• WHAT YOU WILL DO: Scan the entries for "container". Every line that holds it is to be copied.

PROVIDED RECORDS section start

PR #18954, opened 2023-08-31
[bitnami/minio] Add `disableVersioning` flag for provisioning unversioned buckets

pvallone:
### Description of the change

It isn't currently possible to provision unversioned buckets from the Helm chart. In MinIO, bucket versioning can be in three states: `versioned`, `suspended`, and `unversioned`. The Helm chart's existing `bucket.versioning` field is a boolean, and so it only allows buckets to be provisioned with `suspended` or `versioned` versioning statuses. It's desirable to be able to provision unversioned buckets, as otherwise, folders/prefixes are not automatically deleted when their contents are deleted.

This PR adds a `disableVersioning` flag to the MinIO bucket provisioning logic. If set to `true`, provisioned buckets will be left unversioned.

I verified the following by deploying to Minikube:
- With `disableVersioning: false` and `versioning: false`, provisioned buckets have a "suspended" versioning status. This is the same behavior as before.
- With `disableVersioning` not specified at all in the bucket configuration and `versioning: false`, provisioned buckets have a "suspended" versioning status. This is the same behavior as before, and verifies that this won't be a breaking change.
- With `disableVersioning: true`, `mc version info myminio/bucket-name` reports an "unversioned" versioning status, as desired.

### Benefits

Clients will be able to provision unversioned buckets.

### Possible drawbacks

It's confusing to have two similarly named parameters, `disableVersioning` and `versioning`, which at face value should be doing the same thing. In a perfect world, `versioning` would be an enum with three possible values (`unversioned`, `suspended`, and `versioned`), but changing it now would constitute a breaking change. I tried to add comments to help clear this up. I'm open to suggestions!

### Checklist

### DIFF
--- a/bitnami/minio/Chart.yaml
+++ b/bitnami/minio/Chart.yaml
@@ -27,4 +27,4 @@ maintainers:
 name: minio
 sources:
   - https://github.com/bitnami/charts/tree/main/bitnami/minio
-version: 12.8.1
+version: 12.8.2
--- a/bitnami/minio/templates/provisioning-job.yaml
+++ b/bitnami/minio/templates/provisioning-job.yaml
@@ -194,9 +194,11 @@ spec:
               {{- end }}
 
               {{- if $isDistributedMode }}
+              {{- if not $bucket.disableVersioning }}
               {{- if (or ((empty $bucket.withLock)) (not $bucket.withLock)) }}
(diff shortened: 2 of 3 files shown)


pvallone:
Actually, it might be possible to turn the existing `versions` field into an enum without making a breaking change. I'll abandon this while I experiment with that.

PR #18978, opened 2023-09-01
[bitnami/kafka] Added values for supplying additional configuration as a secret object

### LINKED ISSUE #18420: [bitnami/kafka] Add a secret extraConfig in addition to the configMap one.
### Name and Version

bitnami/kafka 24.0.10

Currently, the only way too add custom settings to the kafka config, is by using the extraConfig value. This is problematic as i might want to add custom settings that are secret. Since the new upgrade, the environment variables with prefix "KAFKA_CFG" are no longer working, and therefore the extraEnvVarsSecret value does not provide this functionality anymore.

I am using the chart with the sasl mechanism oauthbearer, which is relatively easy to configure, even though the chart doesn't officially support it. I have to overwrite the JAAS config, and the config will contain secrets, that i don't want to be stored in a configMap.

A value called extraConfigSecret in which i can add extra configs as secrets. These would also need to not be included in the normal kafka config configMap of the template, and instead be appended to the server.properties separately from the configMap.

None. I don't see an alternative other than letting the secrets be stored in configMaps.

LuxTheDude:
### Description of the change

Added the following values for supplying additional configuration as a secret object:

_secretConfig_ --> A string that will be stored in a secret, and added to the server.properties during the init-container run.
_controller.secretConfig_ --> Same as _secretConfig_ but will only be applied to controller-eligible pods.
_broker.secretConfig_ --> Same as _secretConfig_ but will only be applied to broker-only nodes.

If both _secretConfig_ and one of the others are supplied, both will be appended, with _secretConfig_ being appeneded first.

_existingSecretConfig_ --> Name of an existing secret, containing additonal configuration that will be appended to server.properties during the init-container run. If supplied, none of the previous values above will be used.
_controller.existingSecretConfig_ --> Same as _existingSecretConfig_ but will only be applied to controller-eligible pods.
_broker.existingSecretConfig_ --> Same as _existingSecretConfig_ but will only be applied to broker-only pods.

If either of the controller/broker specific existingSecretConfigs are supplied, the non-specific _existingSecretConfig_ will be ignoed.

### Benefits

Currently the only way of providing additional config is via the _extraConfig_ value, which is put into a configMap.
I was missing the possibility to add additional config that might contain secret values. This PR adds this feature.

### Possible drawbacks

I do not see any drawbacks.

### Applicable issues

- fixes #18420 

### Additional information

-

### Checklist


rafariossaa (approved):
Thanks for adding this.
LGTM

PR #19177, opened 2023-09-07
[bitnami/common]: Compatiblity with Helm 3.2.0+

### LINKED ISSUE #19011: binami/common breaks with helm 3.5.4
### Name and Version

binami/common 2.10.0

amd64

The following script creates a plain helm chart (with `helm create`) and _only_ adds `bitnami/common` as dependency.
Just the import of the dependency causes the rendering of the template to fail.
```bash
#!/bin/bash
# create a tmp folder
mkdir /tmp/test
cd /tmp/test

# download helm 3.5.4
wget https://get.helm.sh/helm-v3.5.4-linux-amd64.tar.gz
tar -xf helm-v3.5.4-linux-amd64.tar.gz
cd linux-amd64/

# create a new test chart
./helm create incompatible-common

# add the dependency
cat <<EOT >> ./incompatible-common/Chart.yaml
dependencies:
  - name: common
    version: ^2.10.0
EOT

# update the dependencies
./helm repo add bitnami https://charts.bitnami.com/bitnami
./helm dependency update incompatible-common

# render the plain sample template (without even using bitnami/common)
./helm template incompatible-common
# -> this command fails with `Error: parse error at (incompatible-common/charts/common/templates/_labels.tpl:14): unclosed action`
```

- No

I would expect `bitnami/common` to be compatible with all helm versions stated in the README (i.e. the script above should terminate without an error).

### What do you see instead?

The default chart (created with `helm create`) with only the `common` chart added cannot be rendered. 
It fails with the following error:
```
Error: parse error at (incompatible-common/charts/common/templates/_labels.tpl:14): unclosed action

```

### Additional information

It seems like this issue has been introduced with #18154.
It was even discussed in the PR in this comment: https://github.com/bitnami/charts/pull/18154#issuecomment-1691404353
However, neither the prerequisites of the chart in the README nor the template have been changed to fix the issue.

This doesn't seem to be the biggest issue, and it seems to be fixed with Helm 3.6.0+. But we basically use the same prerequisites for our helm chart where we use `bitnami/common` as a dependency. So we would either have to bump our supported versions or pin the `bitnami/common` (at least for now) to the last release.

juan131:
### Description of the change

This PR attempts to fix an incompatibility introduced at #18154 due to the use of "new line" characters on some `dict` instructions. [This limitation](https://github.com/golang/go/issues/29770) that was fixed in `go1.16` affects Helm < 3.6 versions.

### Benefits

Users can use any Helm 3.2.0+ version with `bitnami/common`.

### Possible drawbacks

None

### Applicable issues

- fixes #19011

### Additional information

N/A

### Checklist

### DIFF
--- a/bitnami/common/Chart.yaml
+++ b/bitnami/common/Chart.yaml
@@ -6,7 +6,7 @@ annotations:
   licenses: Apache-2.0
 apiVersion: v2
 # Please make sure that version and appVersion are always the same.
-appVersion: 2.9.2
+appVersion: 2.10.1
 description: A Library Helm Chart for grouping common logic between bitnami charts. This chart is not deployable by itself.
 home: https://bitnami.com
 icon: https://bitnami.com/downloads/logos/bitnami-mark.png
@@ -23,4 +23,4 @@ name: common
 sources:
   - https://github.com/bitnami/charts
 type: library
-version: 2.10.0
+version: 2.10.1
--- a/bitnami/common/templates/_labels.tpl
+++ b/bitnami/common/templates/_labels.tpl
@@ -11,16 +11,7 @@ Kubernetes standard labels
 */}}
 {{- define "common.labels.standard" -}}
 {{- if and (hasKey . "customLabels") (hasKey . "context") -}}
-{{ merge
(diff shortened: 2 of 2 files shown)


corico44 (approved):
LGTM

PROVIDED RECORDS section end

• RESPONSE:
_secretConfig_ --> A string that will be stored in a secret, and added to the server.properties during the init-container run.
_existingSecretConfig_ --> Name of an existing secret, containing additonal configuration that will be appended to server.properties during the init-container run. If supplied, none of the previous values above will be used.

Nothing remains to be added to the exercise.